You refer to our support of the Fraser government. This is incorrect. We openly acknowledged that Fraser was more opposed to Soviet social-imperialism than Whitlam had been, but we denounced US imperialism’s semi-fascist coup that had brought him to office as in our April 1976 booklet Defeat Fraser’s New Fascism: People’s Alternative. We wrote: “In his international policy, Fraser is opposed to Soviet social-imperialism. In that respect, he is correct. Internally he pursues a fascist policy, the logical continuation of the semi-fascist coup of October, November, December 1975. To this fascism, the people are implacably opposed.”
As for “mechanically applying ideas developed during the Chinese revolution”, our party’s first publication in 1965, E.F. Hill’s Looking Backward, Looking Forward: Revolutionary Socialist Politics against Trade Union and Parliamentary Politics, analysed in detail specifically Australian history and politics, using a Marxist-Leninist lens.
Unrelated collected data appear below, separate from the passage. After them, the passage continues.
PR #672, opened 2021-06-25
Circadia: responsive layout & minor fixes

aleksey-kuznetsov:


ddp-workspace/projects/ddp-circadia/src/app/components/activity/activity.component.ts
```diff
@@ -12,4 +14,31 @@ import {
...
+
+    this.initFixedStepper();
+  }
+
+  private initFixedStepper(): void {
+    const isLoaded$ = this.getIsLoaded$();
+
+    const sub = isLoaded$.pipe(filter(isLoaded => isLoaded)).subscribe(() => {
+      if (this.model.statusCode !== ActivityStatusCodes.COMPLETE) {
+        // @ts-ignore
```
aglushko-broad: please add a comment which explains which error is being suppressed.

aleksey-kuznetsov: @aglushko-broad cannot say for sure is that a bug or not.
[This](https://github.com/broadinstitute/ddp-angular/blob/eaae88fad3b714d54feee259074c002fd05116f6/ddp-workspace/projects/ddp-sdk/src/lib/components/activityForm/activity.component.ts#L504) exact line breaks the sectioning when you jump from one activity with sections to another with sections. Removing this line fixes this behavior so that on each new activity the stepper is initialized again.

This line was introduced under "Fix small problems" commit so I don't really know whether removing this line will break anything in other studies.

aleksey-kuznetsov: As an example, if you submit an activity that has 3 sections, `currentSectionIndex` will still store `2`. Once new activity after the submission was rendered `currentSectionIndex` will not be reset to 0.

aglushko-broad: My opinion here - it shouldn't break anything if we remove take(1), we subcribes on subject observable, doesn't look like removing take(1) will call additional server requests, also check this line
https://github.com/broadinstitute/ddp-angular/blob/develop/ddp-workspace/projects/ddp-sdk/src/lib/components/activityForm/activity-redesigned.component.ts#L46
no take(1) and should work with no issues.

aleksey-kuznetsov: @aglushko-broad alright, I'll remove that line in a separate PR.

ddp-workspace/projects/ddp-circadia/src/app/components/pages/home/home.component.ts
```diff
@@ -58,7 +58,11 @@ export class HomeComponent implements OnInit, AfterViewInit, OnDestroy {
       return;
     }
 
-    const yOffset = el.offsetTop - this.headerHeight;
+    const currentFontSize = +getComputedStyle(
+      document.documentElement,
+    ).fontSize.slice(0, 1);
```
aglushko-broad: that looks a little bit tricky. What's the minimal and maximum font-size might be?

aleksey-kuznetsov: All measurements in the application are done using `rem` unit. On desktop `1rem` is equal to `10px` (by setting `html` element `font-size` to `62.5%`). On smaller screens we reduce it down to `9px` (`font-size: 56.25%`).

Since `font-size` is dynamic, we have to get current value for it which this line is responsible for.

aleksey-kuznetsov: This way just by changing `font-size` on `html` we can affect on whole layout without changing each element's styles.

aglushko-broad: so when font-size is 10px the currentFontSize  will be 1, but when 9px the currentFontSize will be 9. And 
const yOffset = el.offsetTop - 10; vs const yOffset = el.offsetTop - 90;
is that expected behavior?

aleksey-kuznetsov: Oh, correct, that is my mistake.

Thank you! I'll fix that.

aglushko-broad:
don't forget about screenshots next time :)

aglushko-broad (approved):

PR #674, opened 2021-06-29
DDP-6487 refactor handling of visibility updates

yufengwng:
See DDP-6487. Not too sure if this is right, but here's my guess of what's causing the issue:

* When embedded activity component is visible and you click submit, it fails validation.
* `embeddedComponentsValidStatusChanged` observable resolves to `false` (means invalid).
* `isAllFormContentValid` resolves to `false` and we're prevented from submitting.
* You answer question and hide the embedded activity component via block visibility response from server.
* `BaseActivityComponent.updateVisibility()` runs and sets the embedded activity block to hidden, and causes Angular to offload the block from rendering.
* Which means `ActivitySectionComponent` has no chance of updating `embeddedComponentsValidationStatus`.
* Which means `isAllFormContentValid` will never be `true` and we can't ever submit the form...


alextanlan:
Please, do **not** merge it!  
I am trying to get to the issue root cause.

PR #682, opened 2021-07-01
Feature/ddp 5912 session expired dialog

PavelYakupov:


aleksey-kuznetsov (changes requested):
@PavelYakupov you have to also add path `Route.SessionExpired` to `ConfigurationService` under `sessionExpiredUrl` field.
Also, don't forget to add this url the to list of allowed callback urls in Auth0, this route is used as a `returnTo` path when logging out user due to expired session.

aleksey-kuznetsov (approved):

PR #690, opened 2021-07-05
FIX: Fix a console error (for all studies)

alextanlan:
Fixed a console error that appeared in many studies
`   TypeError: Cannot read property 'participantGuid' of null`

screenshot


aglushko-broad:
thanks!

aglushko-broad (approved):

Chinese politics are barely mentioned. It was all about what we face here in a totally different context to China or the Soviet Union.
Comrades, it is disappointing to see such careless presentation of our position. Our Parties cooperated in 2017 to issue a joint celebration of the Great October Socialist Revolution, we have shared speakers’ platforms, and indeed, we have just recently sent you an invitation to make a joint Parties’ statement on May Day 2023.
We have always held that so long as our differences are acknowledged, they can be put to one side when our cooperation and unity assist the development of the working class as its own independent political force.
Acknowledgement of differences should not allow for misrepresentation of each other’s views.
Yours in unity
Nick G.
Chairperson, Central Committee,
Communist Party of Australia (Marxist-Leninist).